1143.最长公共子序列
func longestCommonSubsequence(text1 string, text2 string) int {
res := 0
dp := make([][]int, len(text1) + 1)
for i := 0; i <= len(text1);i++{
dp[i] = make([]int, len(text2) + 1)
}
for i := 1; i <= len(text1); i++{
for j := 1; j <= len(text2); j++{
if text1[i - 1] == text2[j - 1]{
dp[i][j] = dp[i - 1][j - 1] + 1
}else{
dp[i][j] = max(dp[i - 1][j - 1], dp[i][j - 1])
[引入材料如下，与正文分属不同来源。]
PR #738, opened 2020-05-26
Make update command prompts more meaningful

### LINKED ISSUE #737: Make update command prompts more meaningful
### Description  
When calling the new `update-packages` command, users get no indication at the beginning of the packages installation. If running the command /w credentials already in place in `.npmrc`, it looks like the console froze and users might cancel the process.

### Additional Info
The package install from the command can be `--quiet` as well (no need to log the ton of packages/warnings)

dafo:
Closes #737  .  

### DIFF
--- a/packages/cli/lib/commands/upgrade.ts
+++ b/packages/cli/lib/commands/upgrade.ts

dp[i][j] = max(dp[i][j], dp[i - 1][j])
}
res = max(res, dp[i][j])
}
}
return res
}
func max(a, b int)int{
if a < b{
return b
}
return a
}
1035.不相交的线
和上一题最长公共子序列的思想一模一样
53. 最大子序和 动态规划
两种方法,一种是滑动窗口,sum小于0就重新开始;
另一种是动态规划的方式,dp【i】是以i为结尾的子序列最大和,那么就是看i - 1的dp是否大于0,大于零就加上,否则就只加自己的nums【i】
func maxSubArray(nums []int) int {
/*
start := 0
end := 0
max := nums[0]
for start < len(nums) && end < len(nums){
sum := nums[start]
max = int(math.Max(float64(max), float64(sum)))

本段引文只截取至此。